Thank You in advance!


----------



## Jana337

*Potkat *(se) - a very neutral word. To bump into someone you either know already or not yet. To meet up with someone.
How to use it:
_Potkal jsem se s ní v parku.
Potkal jsem ji v parku.
Potkali jsme se v parku._

*Setkat *se (always with se!) - usually to meet up (at a pre-determined time and place). Also useful for various figurative meanings (setkat se s obtížemi, návrh se nesetkal s pochopením). If you meet up with someone, I'd say that "setkat se" is usually formal than "potkat se".
How to use it:
_Ministři kultury obou zemí se setkali na slavnostní večeři.
Český ministr kultury se setkal se svým řeckým kolegou._

*Poznat *(se) - to get to know each other well. However, for love couples, this is the word you would use for the first meeting. To some extent, "poznat se" can be used for the same meeting beyond romantic relationship (perhaps for friendships) but I'd prefer "seznámit se" because "poznat se" kind of implies that something starts unfolding. 
How to use it:
_Poznali jsme se, když nám bylo šestnáct.
Poznal jsem svou budoucí ženu, když nám bylo šestnáct._

NB: "Poznat" can also mean "to recognize someone", e.g. in "nepoznala jsem ho, dokud si nesundal klobouk".

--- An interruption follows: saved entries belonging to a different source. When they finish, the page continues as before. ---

PR #305, opened 2023-06-12
Pauls world stuff

PlaymintPaul:
Added lots of stuff to the map.


PlaymintPaul:
I see it's failed a the check-contracts test. Not sure why. Works fine on my local

chrisfarms (approved):
think I'd like to see some basic tests for this stuff at some point, since it's quite a lot of code to maintain ... not blocking this PR on that tho as probably not your responsibility :)

PR #306, opened 2023-06-13
Instantiating enemy models on map

hypnoshock:
# What

Any buildings with the model annotation of `enemy` will instantiate the enemy model instead of the typical building model

image


chrisfarms (approved):
😈

PR #311, opened 2023-06-13
Destroying buildings/enemies drop the recipe materials

hypnoshock:
Instead of dropping the equivalent of Kikis etc to match the atomic count of a building/enemy we are now dropping the materials that were used to build the building. This has the effect of enemies now dropping gold coins as designed.

Bling Bling
image

### DIFF
--- a/contracts/src/rules/CombatRule.sol
+++ b/contracts/src/rules/CombatRule.sol
@@ -209,7 +209,7 @@ contract CombatRule is Rule {
 
             CombatState memory combatState = calcCombatState(sessionUpdates, sortedListIndexes, ctx.clock);
             if (combatState.winState != CombatWinState.NONE && !state.getIsFinalised(sessionID)) {
-                _finaliseSession(state, combatState, sessionID, ctx);
+                _finaliseSession(state, combatState, sessionID);
             }
         }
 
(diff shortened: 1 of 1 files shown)


contracts/src/rules/CombatRule.sol
```diff
@@ -267,42 +259,34 @@ contract CombatRule is Rule {
...
+
+                for (uint8 j; j < 4; j++) {
+                    (bytes24 item, uint64 qty) = state.getMaterial(state.getBuildingKind(buildingState.entityID), j);
+                    // NOTE: divide by 200 instead of 100 if we want to halve the rewards as per the combat spec
+                    state.setItemSlot(
+                        Node.RewardBag(sessionID, winnerStates[i].entityID),
+                        j,
+                        item,
+                        uint64((damagePercent * qty) / 100)
+                    );
```
chrisfarms, line 281: should this check if the material item is stackable (or at least if there is qty>1) before attempting to split it up?

hypnoshock: I guess it would save gas? I just thought it would result to zero. Even if we did that check, if the damagePercent was too low to yield 1 unit then it would be zero anyway? I'm not dividing by zero so isn't it o.k?

PR #315, opened 2023-06-14
Add pre combat summary

Chris-Baker:
## What is here
image

## Known issues
- There are state transition issues after starting combat, the summary is removed for the first block of the combat
- The summary still uses the entity ID for building names during combat


hypnoshock (approved):
Surprised that seekers weren't already part of the selected tile data. LGTM
I like the bonux fix that stackable items no longer show quantity! Couldn't differentiate them before, nice one!

PR #332, opened 2023-06-20
Add under construction model

JackPlaymint:
This PR adds in the under construction model when you have started creating a building, but haven't confirmed the build yet.

the building should appear after you place the first element into the construction inventory.
It should remain there until either all placed elements have been removed from the construction inventory, or the confirm construction button has been pressed.

Also in this update is a small performance boosting measure that should help with the way that Map elements are handled.


DawnSeekersUnity/Assets/Map/Scripts/Environment/MapManager.cs
```diff
@@ -86,6 +86,14 @@ private void OnStateUpdated(Cog.GameState state)
     {
         foreach (var tile in state.World.Tiles)
         {
+            // If you can think of a better way of getting incomplete buildings on a tile, I'd like to hear it...
+            Cog.Buildings incompleteBuilding = state.World.Buildings.FirstOrDefault(
+                b =>
+                    b.Id.Contains(tile.Id.Substring(10))
+                    && b.Bags.Any(n => n.Bag.Slots.Any(s => s.Balance > 0))
+            );
```
chrisfarms, line 94: non-blocking: mentally noting this tight loop within a loop that is blocking the main thread for next week's performance work 😅  .... we probably need to precompute a map of incomplete-buildings-by-tile-id or something to avoid this

PR #333, opened 2023-06-20
Fix transitions between combat modal states and health bar rendering

Chris-Baker:
- Stop block time updates causing a complete DOM redraw.
- Smooth out the transition between pre-combat and combat


ldunnplaymint (changes requested):
On a fresh boot, the combat modal will not update after initiating a combat

1. Fresh boot/refresh
2. Make sure you have a valid session key
3. Move to an enemy/building
4. Attack and keep the modal up (Do not dismiss)
5. Note the modal does not update.


https://github.com/playmint/ds/assets/99176798/859aced1-421b-49e1-a6ef-03fd6fcb42b3

PR #340, opened 2023-06-21
fix for missing buildings

JackPlaymint:
The buildings are missing, technically that's good for performance, but ultimately it negatively effects gameplay slightly.
After much careful deliberation and pressure from my peers, I have put them back in.


chrisfarms (approved):
> technically that's good for performance

😂

Issue #165, opened 2017-03-14
Attribute value extraction


jasminejaksic:
Extract attributes such as source.name.

ZackButcher:
Istio's canonical attributes are listed [here](https://github.com/istio/istio.github.io/blob/master/docs/reference/attributes.md). There's a few more that the proxy can provide but is not today:

* request.method - the HTTP method of the request, e.g. POST, PUT, GET, etc.
* request.referer - HTTP `Referer` header
* request.scheme - this can be hard coded to HTTP since attributes are produced in an HTTP filter, I think
* request.user-agent - HTTP `User-Agent` header
* request.id - "This should be a guid or a psuedo-guid with a low probability of collision in a temporal window measured in days or weeks."
* source.ip - "The IP address of the client that sent the request."
* source.port 
* origin.ip - "The IP address of the originating application."
* origin.port
* target.ip - "	The IP address the request was sent to."
* target.port

@smawson we need some clarification on the `source`/`origin` attributes: AFAIK `source.{ip, port}` should be extracted from TCP connection and `origin.{ip, port}` should be extracted from the `x-forward-for` headers. Is that correct?

We rely on the manager to populate `target.ip` and `target.port` in config it pushes to proxy, @kyessenov can you confirm?

smawson:
We could ignore origin.ip and origin.port for now if we want to, that's meant to be passed from the ingress proxy. So proxy-specific how it wants to do that, x-forward-for would be reasonable if it is supported by envoy easily.

source.ip/port are just from the connection, yeah.

ZackButcher:
Per a chat with @smawson we're going to punt on the `origin` attributes till we nail down ingress, but we should still try to get in the others for alpha. @qiwzhang is there anything that you know of in Envoy that'd make getting any of these hard? If not I might try my hand at adding them.

qiwzhang:
Hi @ZackButcher It will be great if you can help.  I am kind of short handed.   

it will be straight forward to get these request.* attributes.
source.ip we could get it from XFF, but not sure about source.port

It will be hard to get target.ip and port in Envoy.  @lizan or @kyessenov  may know how

ZackButcher:
So adding all of the request attributes is easy and I'll be sending out a PR implementing it soon. However, source.ip/port are harder because the mixerclient does not yet support IP_ADDRESS attributes. I'm eyeing up what it'd take to implement that in the mixerclient.

qiwzhang:
[...]

PR #256, opened 2017-04-20
Implement support for the remaining canonical request attributes.

ZackButcher:
Populate `request.{method, referer, scheme, user-agent}` attributes for `Check` calls.

We still need to implement `source.ip` and `source.port` but the info isn't in hand as we're assembling attributes to forward for the `Check` call. Today it's only readily available when we go to `Report`, and I'm not proficient enough to plumb it through the correct way.


ZackButcher:
https://github.com/istio/proxy/issues/165

PR #257, opened 2017-04-21
Handle possible white spaces in audiences string in service config.

sarvaniv:
Added service config string in tests that reproduces the issue without the fix.

### DIFF
--- a/contrib/endpoints/src/api_manager/check_auth_test.cc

*Seznámit *(se) - most similar to "make someone's acquaintance". You are either introduced to the other person or one of you approaches the other and starts talking. It implies that you learn the other person's name, nationality if applicable, job and other small talk evergreens.
How to use it:
_Seznámili jsme se na narozeninové party naší společné kamarádky.
Seznámila nás naše společná kamarádka.
Seznámila mě s ním naše společná kamarádka._

I hope this helps. If you don't understand the sentences, do not hesitate to ask.


----------



## winpoj

Hi, Heresys,

There are certainly overlaps between them but roughly the following can be said:

potkat - meet someone by chance
Včera jsem v obchodě potkal spolužáka, kterého jsem neviděl už dvacet let.
Yesterday in a shop I met a schoolmate I hadn't seen for twenty years.

setkat se - meet someone either intentionally or not

S tímhle člověkem jsem se nikdy dřív nesetkal.
I've never met this person before.

sejít se - always intentional

Co se sejít v hospodě a prodebatovat ten kšeft?.
How about meeting in the pub to discuss the deal?

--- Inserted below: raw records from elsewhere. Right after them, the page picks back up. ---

PR #258, opened 2017-04-24
Merge firebase to master

sarvaniv:


.bazelrc.jenkins
```diff
@@ -0,0 +1,8 @@
+# This is from Bazel's former travis setup, to avoid blowing up the RAM usage.
+startup --host_jvm_args=-Xmx8192m
+startup --host_jvm_args=-Xms8192m
```
qiwzhang: this is not firebase related.  where is it coming from

PR #265, opened 2017-04-25
[DO NOT MERGE] Update envoy

lizan:
bazel clean jenkins to test


kyessenov:
Manager is not going to work with recent envoy, so you can ignore that error. Is Travis still supported?

lizan:
Let's see last change in #260 will work for travis or not.

PR #266, opened 2017-04-26
transcoding: support path binding

lizan:


lizan:
Not yet, I will write one in follow up PRs.

src/envoy/transcoding/config.cc
```diff
@@ -82,49 +84,103 @@ Config::Config(const Json::Object& config, Server::Instance& server) {
...
+          break;
+        default:
+          break;
+      }
+
+      pmb.Register("POST", "/" + service->full_name() + "/" + method->name(),
+                   "", method_info);
+    }
+  }
+
```
qiwzhang: It is better to log a error if no methods added.  It is to detect config error, such as a typo in the services field or missing services field.

qiwzhang: or even throw an exception

lizan: throw an exception for services not in descriptor.

PR #271, opened 2017-04-27
Ensure that attributes are sent with the Quota call

mandarjog:
quota() needs all the attributes that check() needs
Operator may apply conditional quota using attributes in selectors.

Note:
This effectively disables quota caching and prefetching.
Quota caching was "off" by default thru config anyway, so that is not a big problem.

mixerClient::GenerateSignature should be updated to exclude non identifying attributes.

### DIFF
--- a/src/envoy/mixer/http_control.cc
+++ b/src/envoy/mixer/http_control.cc
@@ -210,11 +210,19 @@ void HttpControl::Check(HttpRequestDataPtr request_data, HeaderMap& headers,
   SetStringAttribute(kOriginUser, origin_user, &request_data->attributes);
   log().debug("Send Check: {}", request_data->attributes.DebugString());
 
-  auto check_on_done = [this, on_done](const Status& status) {
+  auto check_on_done = [this, on_done, request_data](const Status& status) {
     if (status.ok()) {
       if (!quota_attributes_.attributes.empty()) {
-        log().debug("Send Quota: {}", quota_attributes_.DebugString());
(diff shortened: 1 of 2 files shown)


mandarjog:
Related to https://github.com/istio/mixer/issues/574

src/envoy/mixer/http_control.cc
```diff
@@ -210,11 +210,19 @@ void HttpControl::Check(HttpRequestDataPtr request_data, HeaderMap& headers,
...
   log().debug("Send Check: {}", request_data->attributes.DebugString());
 
-  auto check_on_done = [this, on_done](const Status& status) {
+  auto check_on_done = [this, on_done, request_data](const Status& status) {
     if (status.ok()) {
       if (!quota_attributes_.attributes.empty()) {
-        log().debug("Send Quota: {}", quota_attributes_.DebugString());
-        mixer_client_->Quota(quota_attributes_, on_done);
+        for (const auto& attribute : quota_attributes_.attributes) {
+          request_data->attributes.attributes[attribute.first] =
```
qiwzhang: this request_data->attributes is send to Report call too.  Do we want to add quota metrics in the report call.  If so,  we are fine.  Otherwise, we may want to clone a new attribute for Quota Call.

mandarjog: I think it is ok to send those in report call too. 

At present we need this to get rate limits working. We need to reopen the caching discussion.

PR #274, opened 2017-04-27
set consumer_id to producer project id for Quota call

mangchiandjjoe:
Another PR  for adding more tests on cloudendpoints/esp  will follow.


qiwzhang:
Please don't put bug id in the PR.  bug id is internal.

mangchiandjjoe:
closing the PR and will create another one

PR #275, opened 2017-04-27
set consumer_id to producer project id for Quota call

mangchiandjjoe:


contrib/endpoints/src/api_manager/service_control/testdata/allocate_quota_request_without_api_key.golden
```diff
@@ -0,0 +1,36 @@
...
+      int64_value: 1
+    }
+  }
+  quota_metrics {
+    metric_name: "metric_second"
+    metric_values {
+      int64_value: 2
+    }
+  }
+  quota_mode: BEST_EFFORT
```
qiwzhang: This can be a separate PR.

Just realized that quota_mode should NOT be fixed as BEST_EFFORT.
Only use BEST_EFFORT with cache and with aggregated tokens.
1) no cache case, it is NORMAL.
2) first call out of new cache item,  or negative,  it is NORMAL.

mangchiandjjoe: I will create another PR for this. BTW, do we have a document for this?

qiwzhang: It is in the proto file.

mangchiandjjoe:
Created a new PR including this

https://github.com/istio/proxy/pull/289

qiwzhang:
Still prefer to have separate PR for separate feature.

poznat, seznámit se - suggests getting to know the person beyond a mere meeting, often used about couples

Kde jste se seznámil s manželkou?
Where did you first meet your wife?

Poznala jsem Petra na dovolené v Řecku.
I met Petr when I was on holiday in Greece.

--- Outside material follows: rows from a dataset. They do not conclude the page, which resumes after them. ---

PR #277, opened 2017-04-28
add global context

qiwzhang:
This is in preparation for service rollout feature to support multiple services.
==Create a GlobalContext object and move global objects from ServiceContext.
== Server_config is stored in GlobalContext and in Config by using share_ptr.

It seems that incremental change can be done in the master branch without impacting basic features.  So I am trying to develop this feature in the master branch.

### DIFF
--- a/contrib/endpoints/src/api_manager/api_manager_impl.cc
+++ b/contrib/endpoints/src/api_manager/api_manager_impl.cc
@@ -24,23 +24,17 @@ using ::google::api_manager::proto::ServerConfig;
 namespace google {
 namespace api_manager {
 
-namespace {
-
-std::shared_ptr<ApiManager> CreateApiManager(
-    std::unique_ptr<ApiManagerEnvInterface> env,
-    std::unique_ptr<Config> config) {
-  return std::shared_ptr<ApiManager>(
-      new ApiManagerImpl(std::move(env), std::move(config)));
-}
-
-}  // namespace
-
 ApiManagerImpl::ApiManagerImpl(std::unique_ptr<ApiManagerEnvInterface> env,
-                               std::unique_ptr<Config> config)
-    : service_context_(
-          new context::ServiceContext(std::move(env), std::move(config))) {
+                               const std::string& server_config)
+    : global_context_(
+          new context::GlobalContext(std::move(env), server_config)) {
   check_workflow_ = std::unique_ptr<CheckWorkflow>(new CheckWorkflow);
   check_workflow_->RegisterAll();
+}
+
+void ApiManagerImpl::AddConfig(std::unique_ptr<Config> config) {
+  service_context_ = std::make_shared<context::ServiceContext>(
+      global_context_, std::move(config));
 }
 
 std::unique_ptr<RequestHandlerInterface> ApiManagerImpl::CreateRequestHandler(
@@ -52,8 +46,7 @@ std::unique_ptr<RequestHandlerInterface> ApiManagerImpl::CreateRequestHandler(
 std::shared_ptr<ApiManager> ApiManagerFactory::GetOrCreateApiManager(
     std::unique_ptr<ApiManagerEnvInterface> env,
     const std::string& service_config, const std::string& server_config) {
-  std::unique_ptr<Config> config =
-      Config::Create(env.get(), service_config, server_config);
+  std::unique_ptr<Config> config = Config::Create(env.get(), service_config);
   if (config == nullptr) {
     return nullptr;
   }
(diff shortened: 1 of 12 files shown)


contrib/endpoints/src/api_manager/api_manager_impl.cc
```diff
@@ -24,25 +24,19 @@ using ::google::api_manager::proto::ServerConfig;
...
-      new ApiManagerImpl(std::move(env), std::move(config)));
-}
-
-}  // namespace
-
 ApiManagerImpl::ApiManagerImpl(std::unique_ptr<ApiManagerEnvInterface> env,
-                               std::unique_ptr<Config> config)
-    : service_context_(
-          new context::ServiceContext(std::move(env), std::move(config))) {
+                               const std::string& server_config)
```
sarvaniv: I am not sure if server_config should be a part of global config. A bunch of the configuration seem to be service configuration related [which can override service configuration] and we don't want to override all services with a server configuration override.

qiwzhang: You can have only one server_config.   It is suppose to override all service configs.

contrib/endpoints/src/api_manager/config.h
```diff
@@ -40,9 +40,19 @@ class Config {
   // any of protobuf format json, binary or text. It can be nullptr if there is
   // not server_config.
   static std::unique_ptr<Config> Create(ApiManagerEnvInterface *env,
+                                        const std::string &service_config);
+  // For unit test only
```
sarvaniv: I am wary of code that is marked as "for test only". This usually means the test has a different code path than what is used in production.

qiwzhang: Just the object constructions.   test codes are using a lot of mocking.  this is to make of object creating easier.  it should not impact the main feature testing.

contrib/endpoints/src/api_manager/context/service_context.cc
```diff
@@ -24,57 +23,25 @@ namespace context {
...
-      config_->server_config()->has_service_control_config() &&
-      config_->server_config()
-          ->service_control_config()
-          .intermediate_report_min_interval()) {
-    intermediate_report_interval_ = config_->server_config()
-                                        ->service_control_config()
-                                        .intermediate_report_min_interval();
-  }
+      service_control_(CreateInterface()) {
+  config_->set_server_config(global_context_->server_config());
```
sarvaniv: Why do you need this method? The global context should be available when config is built right? The reason I ask is the number of places we need to maintain the server_config. It is available in global_context, so why not have config_ object built with global_context since that is where the env_ object is also present and we don't have to keep passing the configs around. That way, if server_config is updated, it is updated in the global context and everyone who know the global context will see the new server config.

contrib/endpoints/src/api_manager/context/service_context.cc
```diff
@@ -93,59 +60,18 @@ MethodCallInfo ServiceContext::GetMethodCallInfo(
...
-    if (tracing_config.has_samling_config()) {
-      minimum_qps = tracing_config.samling_config().minimum_qps();
-    }
-  }
-
-  return std::unique_ptr<cloud_trace::Aggregator>(new cloud_trace::Aggregator(
-      &service_account_token_, url, aggregate_time_millisec, cache_max_size,
-      minimum_qps, env_.get()));
+      service_control::Aggregated::Create(
+          config_->service(), global_context_->server_config().get(), env(),
```
sarvaniv: Just pass in the global_context here instead of parts of it.

qiwzhang: Same circular dependency issue.  service_control/*  can depends on api_manager/*  and context/*,  but not the other way around.  I could not pass GlobalContext to service_control objects.

qiwzhang: To be exactly,  service_control/* can depend on api_manager/*   but not api_manager/context/*

contrib/endpoints/src/api_manager/context/global_context.h
```diff
@@ -0,0 +1,117 @@
...
+  ApiManagerEnvInterface *env() { return env_.get(); }
+
+  // the service account token store
+  auth::ServiceAccountToken *service_account_token() {
+    return &service_account_token_;
+  }
+
+  // certs and jwt_cache
+  auth::Certs &certs() { return certs_; }
+  auth::JwtCache &jwt_cache() { return jwt_cache_; }
```
lizan: `Certs` and `JwtCache` shouldn't live here, different service have different trusted public keys, thus they are bounded to service configs.

qiwzhang: Done.  thanks

contrib/endpoints/src/api_manager/context/service_context.cc
qiwzhang: There are places we don't have GlobalContext when creating config object (in api_manager_impl.cc).  It can be refactored, but I don't want this PR to have other refractory code.

PR #282, opened 2017-05-03
Use a struct to create ApiManager.

qiwzhang:
* Define a struct ApiManagerInput to pass in all data to create ApiManager.
* Remove the map in the ApiManagerFactory.


qiwzhang:
Please don't review this

PR #290, opened 2017-05-04
Added /producer/by_consumer metrics.

mangchiandjjoe:


mandarjog:
@louiscryan  @qiwzhang Does `contrib/endpoints` code need to be in the proxy repo? 
Looks like it could be a separate repo which can depend on proxy.

qiwzhang:
current plan is: @lizan will move grpc transcoding code to a separate grpc repo so Istio/proxy (envoy) can use it.  After that,  we will move api_manager code (for ESP) back to the private ESP repo.

kyessenov:
Before we start moving large amount of code around again, can we decide if we ever need API management features in the proxy. I understand that the two core piece apart from transcoding are monitoring/logging per method and authentication/authorization. Are we confident we can do both purely on the mixer side?

qiwzhang:
@kyessenov you are right,  beside grpc transcoding,  there are auth, and calling Chemist directly.  we need to answer:  where will jwt auth checking be for istio/proxy?   will istio/proxy ever call Chemist directly?

PR #657, opened 2022-05-15
unset `GIT_DIR` and `GIT_WORK_TREE`

branchvincent:
These environment variables allow overriding the `.git` and working directories for `git` commands. Before this change, a user with these set would cause our installer to clone the `Homebrew/brew` repo to `$GIT_WORK_TREE`

See https://git-scm.com/book/en/v2/Git-Internals-Environment-Variables

For a reproduction:

```sh
cd "$(mktemp -d)"
export GIT_DIR="$(pwd)/.git"
export GIT_WORK_TREE="$(pwd)"
/bin/bash -c "$(curl -fsSL https://raw.githubusercontent.com/Homebrew/install/HEAD/install.sh)"
ls -la
```

Note, I encountered this issue as a [`yadm`](https://github.com/TheLocehiliosan/yadm) user, which sets these to manage a dotfiles repo.

### DIFF
--- a/install.sh
+++ b/install.sh
@@ -187,7 +187,7 @@ REQUIRED_GIT_VERSION=2.7.0   # HOMEBREW_MINIMUM_GIT_VERSION in brew.sh in Homebr
 export HOMEBREW_NO_ANALYTICS_THIS_RUN=1
 export HOMEBREW_NO_ANALYTICS_MESSAGE_OUTPUT=1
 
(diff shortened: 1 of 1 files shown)


MikeMcQuaid:
I'm unsure about this. If you have these variables set you're going to break literally anything using `git`. Yeh, Homebrew/brew covers this with environment filtering but this feels like it's just gonna be a game of whack-a-mole to keep unsetting variables like this?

I hope this gives you a rough idea. If you want to exercise, ask questions about specific situations, trying to use the correct verb.


----------



## winpoj

Jana beat me to it, but at least you have a "second opinion"...


----------



## heresys

Thank You both very much!
Both explanations were very clear and helpful!Now I can really say I grasp it!Plus, I especially enjoyed the examples with the Greeks! 
Thanks again!


----------



## vianie

Dobrý neskorý večer.
Mohol by som sa spýtať priamo v tomto vlákne na etymológiu "potkat", "setkat se" a "utkat se"?
Sú tieto odvodené od infinitívu "tkáti", či?
Vrelá vďaka.


----------



## werrr

vianie said:


> Dobrý neskorý večer.
> Mohol by som sa spýtať priamo v tomto vlákne na etymológiu "potkat", "setkat se" a "utkat se"?
> Sú tieto odvodené od infinitívu "tkáti", či?
> Vrelá vďaka.


Ne, ale souvisí to spolu. Vše je odvozeno od *tkati*, čemuž jsou v moderní češtině nejblíže slovesa *týkat se* a *dotýkat se*. Původní význam byl _bíti, tlouci, tlačiti, klepati, dotýkati_ (tkát = přirážet).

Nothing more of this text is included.